More and more blog posts I read, talk about Enhanced VMotion Compatibility (EVC) and what it does, but they fail to answer some specific questions I have. So I started to do some thorough investigation and try and answer the remaining questions myself. I’ll copy and paste a few pieces from several posts and show you what questions it raised with me.

Q: Will EVC work for all applications running inside a VM?

A: No. EVC and the “old-fashioned” CPU masks you can apply to a VM, only work for applications that behave well by asking the CPUID before performing a special CPU instruction.

VMware KB article 1005763: To facilitate this, CPUs with Intel VT FlexMigration and AMD-V Extended Migration modify the results reported by the the CPUID instruction. Because well-behaved applications always rely on the results of the CPUID instruction, only they can fully benefit from the EVC feature. Ill-behaved applications that use other methods of feature detection will not benefit from this feature and might become unstable or even fail on systems that use the EVC feature. Note that such behavior is possible on native hardware as well.

Q: How to enable EVC?

A: To enable EVC you have to first shut down all of your VMs in the cluster. EVC is then enabled in the properties of the ESX cluster from VirtualCenter just like HA and DRS.

Q: Is there a way to enable EVC without shutting down all your VMs?

A: Yes, there is, but deppending on the size of your environment it might or might not be right for you. First VMotion all VMs of a host in the cluster. Then moving the host into a newly created cluster. Enable EVC on this cluster and then VMotioned VMs from the old cluster to the new cluster, emptying yet another host which could then be moved to the new cluster. In this way, you can enable EVC without bringing VMs down.

Remark: Be sure to start with the “oldest” host, because this will make your baseline. At this time (nov-2008), there isn’t much difference in cpu families that will cause different baselines, but in the feature there will be.

There is a drawback to this method however, permissions for groups and DRS /HA rules you’ve created at the cluster level, are lost and there is no way to export and import them to the new cluster. You have to re-enter these rules by hand. So, depending on the number of rules you have created, this method might work for you.

Q: How can I add an older type host to a configured EVC cluster?

A: You can only do this by shutting down all VMs on that cluster.
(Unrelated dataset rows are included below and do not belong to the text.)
PR #4524, opened 2021-07-08
fix(parental-leave): Send an empty true date of birth

baering:
## What

The API only supports `dateOfBirth` when children have been born. We do not have this data at the moment and will revist when we do.

Will revisit this field in another PR where integrating custody API from Þjóðskrá as well as connecting estimated dates of birth to national registry ids of born children.

## Why

So that we do not get an error when sending applications for unborn children.

## Checklist:

### DIFF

VMware KB article 1005764: “The virtualization layer automatically creates and applies masks required to preserve CPU compatibility and ensure application stability.” and “These host CPUs need to meet certain criteria to enter a cluster, but it is not necessary that all CPUs be exactly the same.”
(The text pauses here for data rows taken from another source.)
PR #4541, opened 2021-07-10
fix: Schema generation more reliable

### LINKED ISSUE #4533: Fixing unreliable schema generation
Schema generation has been flaky failing for no good reason. Needs to be not that.

pshomov:
Fixes #4533 

## What

Schema generation was sometimes failing unpredictably which I think was a combination of two things which are fixed with this PR:
  * Default NX cache is stored under `node_modules/.cache` which gets stored in the GitHub Actions cache as part of the node_modules cache we create
  * The flag `--skip-nx-cache` was not propagated in nested `nx run ...` executions
I suspect these two things in combination created situations where parts of the schema were retrieved from a cache where they should have been generated.

## Why

Consistent, clean schema generation.

## Screenshots / Gifs

## Checklist:


kksteini (approved):
LGTM

jeremybarbet (approved):

eirikurn:
Not a big fan of this. We should embrace the nx cache to speed up schema generation and builds, both locally and in ci. I thought we (Sindri) had switched to NX Cloud though instead of storing it in node_modules.

If the cache is breaking, there's probably an issue with the nx config or cache invalidation (hard problems, I know).

pshomov:
> Not a big fan of this. We should embrace the nx cache to speed up schema generation and builds, both locally and in ci. I thought we (Sindri) had switched to NX Cloud though instead of storing it in node_modules.
> 
> If the cache is breaking, there's probably an issue with the nx config or cache invalidation (hard problems, I know).

We were using the local NX cache in an unreliable way, that's what I am trying to fix here. Using the cache in the CI should happen using their cloud cache, not the builtin one. I do not recall what was the reason for not embracing it at the time. Also as is it is slowing down the docker image building since the cache is part of the node_modules cache.

busla (approved):
LGTM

From this we learn that when you create a cluster, add some hosts to it and enable EVC, Virtual Center checks the hosts and applies a baseline feature set to all these hosts, based on the cpu with the lowest feature set. The EVC settings also clearly specify that “Once enabled, EVC will ensure that only hosts that are compatible with those in the cluster may be added to the cluster”. When playing with this, I thought, well maybe I can turn off EVC and add the host and then enable it again. Although I didn’t have an older host available to really test this, I wanted to find out what disabling EVC meant. Well, I learned the hard way: Don’t ever disable EVC on a production cluster, because you can’t enable it again for as long as your VMs are still running. Unlike HA and DRS, which you sometimes disable and re-enable again on your cluster, you should never do this with EVC, because you will have to power-off all your VMs. It would be great if VMware could add an extra warning box when trying to disable EVC.

Because all my test hardware is within the “AMD Second Generation Opteron” range, I couldn’t test the adding of an older host and above that, there is no AMD range that is older than this and meets the requirements for EVC (see: VMware KB 1003212) . But since all VMs have to be powered off, I think it is safe to say, that adding an older host, will lower the baseline. You just have to go through the whole procedure of powering down your VMs, disable EVC, add host, enable EVC and then power up your VMs again.